[Saved entries]
_ _ _ _ _ _ _

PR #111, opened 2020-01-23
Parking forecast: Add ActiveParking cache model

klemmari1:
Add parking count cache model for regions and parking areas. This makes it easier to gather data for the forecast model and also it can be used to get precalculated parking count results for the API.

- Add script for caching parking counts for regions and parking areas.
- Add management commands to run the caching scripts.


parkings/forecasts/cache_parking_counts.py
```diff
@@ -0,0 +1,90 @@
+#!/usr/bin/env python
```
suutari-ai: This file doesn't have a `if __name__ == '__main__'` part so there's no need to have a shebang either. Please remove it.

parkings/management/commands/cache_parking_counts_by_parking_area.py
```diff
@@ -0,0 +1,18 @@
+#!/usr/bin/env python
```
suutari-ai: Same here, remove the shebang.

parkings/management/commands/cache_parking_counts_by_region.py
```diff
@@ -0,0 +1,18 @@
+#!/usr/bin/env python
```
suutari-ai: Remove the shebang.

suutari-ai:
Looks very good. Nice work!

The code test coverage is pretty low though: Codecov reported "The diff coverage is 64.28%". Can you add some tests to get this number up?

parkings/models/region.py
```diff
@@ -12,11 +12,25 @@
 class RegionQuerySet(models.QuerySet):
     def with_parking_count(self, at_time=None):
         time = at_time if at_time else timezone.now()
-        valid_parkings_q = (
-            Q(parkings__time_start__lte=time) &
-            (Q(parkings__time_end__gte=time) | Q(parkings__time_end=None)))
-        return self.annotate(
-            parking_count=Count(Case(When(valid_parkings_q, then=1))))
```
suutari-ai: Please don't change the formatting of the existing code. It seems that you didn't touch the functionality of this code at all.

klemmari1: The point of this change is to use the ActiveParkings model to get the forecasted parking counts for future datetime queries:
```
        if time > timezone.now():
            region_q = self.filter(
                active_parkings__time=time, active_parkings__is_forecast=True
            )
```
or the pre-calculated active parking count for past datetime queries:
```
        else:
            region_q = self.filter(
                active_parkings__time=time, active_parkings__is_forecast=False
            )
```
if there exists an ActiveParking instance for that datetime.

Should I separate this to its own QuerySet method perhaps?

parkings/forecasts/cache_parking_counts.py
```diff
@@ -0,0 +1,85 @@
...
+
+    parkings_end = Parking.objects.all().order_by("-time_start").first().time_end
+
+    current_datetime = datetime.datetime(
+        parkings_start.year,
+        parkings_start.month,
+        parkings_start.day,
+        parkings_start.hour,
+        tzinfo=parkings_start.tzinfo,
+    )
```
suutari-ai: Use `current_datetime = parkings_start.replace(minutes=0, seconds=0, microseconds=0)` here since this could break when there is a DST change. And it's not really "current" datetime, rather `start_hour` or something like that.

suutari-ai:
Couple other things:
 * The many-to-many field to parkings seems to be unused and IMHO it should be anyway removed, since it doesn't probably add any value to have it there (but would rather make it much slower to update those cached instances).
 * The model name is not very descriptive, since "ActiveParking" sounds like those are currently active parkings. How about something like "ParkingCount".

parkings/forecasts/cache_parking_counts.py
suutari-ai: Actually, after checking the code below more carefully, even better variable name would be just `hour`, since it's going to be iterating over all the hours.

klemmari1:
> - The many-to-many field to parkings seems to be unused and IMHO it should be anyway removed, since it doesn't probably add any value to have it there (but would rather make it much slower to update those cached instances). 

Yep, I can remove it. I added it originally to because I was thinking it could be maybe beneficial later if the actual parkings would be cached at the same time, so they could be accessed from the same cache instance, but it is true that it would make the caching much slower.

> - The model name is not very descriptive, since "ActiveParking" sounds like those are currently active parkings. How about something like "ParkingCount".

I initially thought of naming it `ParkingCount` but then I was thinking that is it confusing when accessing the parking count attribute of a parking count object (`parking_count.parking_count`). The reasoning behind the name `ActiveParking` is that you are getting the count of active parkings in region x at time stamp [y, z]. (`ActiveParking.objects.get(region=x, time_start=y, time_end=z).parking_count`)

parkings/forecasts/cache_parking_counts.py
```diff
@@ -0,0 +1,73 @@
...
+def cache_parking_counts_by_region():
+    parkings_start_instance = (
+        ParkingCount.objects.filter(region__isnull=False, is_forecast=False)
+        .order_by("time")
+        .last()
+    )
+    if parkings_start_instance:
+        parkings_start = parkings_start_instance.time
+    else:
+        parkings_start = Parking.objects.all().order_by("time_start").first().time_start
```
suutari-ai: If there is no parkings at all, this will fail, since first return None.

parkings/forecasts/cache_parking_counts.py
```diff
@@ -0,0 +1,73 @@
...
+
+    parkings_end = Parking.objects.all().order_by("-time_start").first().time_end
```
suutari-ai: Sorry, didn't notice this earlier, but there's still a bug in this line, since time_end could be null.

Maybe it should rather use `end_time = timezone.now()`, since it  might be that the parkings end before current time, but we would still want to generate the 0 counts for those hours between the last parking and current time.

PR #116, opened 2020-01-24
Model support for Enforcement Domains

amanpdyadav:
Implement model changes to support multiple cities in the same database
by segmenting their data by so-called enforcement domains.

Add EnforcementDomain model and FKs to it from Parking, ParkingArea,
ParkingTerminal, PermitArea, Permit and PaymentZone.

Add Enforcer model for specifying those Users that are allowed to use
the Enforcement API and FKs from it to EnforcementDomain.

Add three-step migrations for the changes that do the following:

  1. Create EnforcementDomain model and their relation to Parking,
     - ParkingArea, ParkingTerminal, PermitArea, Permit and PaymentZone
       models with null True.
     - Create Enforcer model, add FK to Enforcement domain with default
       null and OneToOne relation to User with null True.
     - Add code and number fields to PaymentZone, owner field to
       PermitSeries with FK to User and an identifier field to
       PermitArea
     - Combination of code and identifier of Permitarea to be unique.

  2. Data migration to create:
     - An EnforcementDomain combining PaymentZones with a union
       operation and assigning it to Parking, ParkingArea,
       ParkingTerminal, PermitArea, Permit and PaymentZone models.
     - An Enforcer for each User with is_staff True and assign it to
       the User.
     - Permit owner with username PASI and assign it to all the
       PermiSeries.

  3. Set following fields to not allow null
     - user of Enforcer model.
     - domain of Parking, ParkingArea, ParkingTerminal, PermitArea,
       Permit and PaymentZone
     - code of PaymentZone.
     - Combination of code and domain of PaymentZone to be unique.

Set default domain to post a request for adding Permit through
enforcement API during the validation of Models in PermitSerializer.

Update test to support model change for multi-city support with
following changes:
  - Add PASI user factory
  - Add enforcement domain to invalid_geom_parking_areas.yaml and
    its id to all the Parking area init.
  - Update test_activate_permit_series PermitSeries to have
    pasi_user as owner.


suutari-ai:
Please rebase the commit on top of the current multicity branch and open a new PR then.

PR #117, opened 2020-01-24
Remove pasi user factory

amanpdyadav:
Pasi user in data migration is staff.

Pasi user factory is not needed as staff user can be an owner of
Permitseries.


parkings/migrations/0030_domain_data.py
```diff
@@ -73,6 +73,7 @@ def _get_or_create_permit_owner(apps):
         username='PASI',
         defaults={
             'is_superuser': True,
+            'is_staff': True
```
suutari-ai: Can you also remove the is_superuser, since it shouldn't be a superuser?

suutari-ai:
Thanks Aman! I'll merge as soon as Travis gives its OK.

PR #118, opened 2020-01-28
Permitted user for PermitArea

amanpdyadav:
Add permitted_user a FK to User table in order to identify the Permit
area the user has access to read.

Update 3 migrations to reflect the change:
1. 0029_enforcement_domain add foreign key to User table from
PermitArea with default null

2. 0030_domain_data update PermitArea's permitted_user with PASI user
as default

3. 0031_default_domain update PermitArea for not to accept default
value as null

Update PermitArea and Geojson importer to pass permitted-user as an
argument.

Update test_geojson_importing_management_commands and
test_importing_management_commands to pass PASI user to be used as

_ _ _ _ _ _ _

- The problem: Of all the entries above, repeat only the lines from the line that has "- Add script" to the line that has "suutari-ai: This file", both lines included, exactly.

- Task response:
- Add script for caching parking counts for regions and parking areas.
- Add management commands to run the caching scripts.


parkings/forecasts/cache_parking_counts.py
```diff
@@ -0,0 +1,90 @@
+#!/usr/bin/env python
```
suutari-ai: This file doesn't have a `if __name__ == '__main__'` part so there's no need to have a shebang either. Please remove it.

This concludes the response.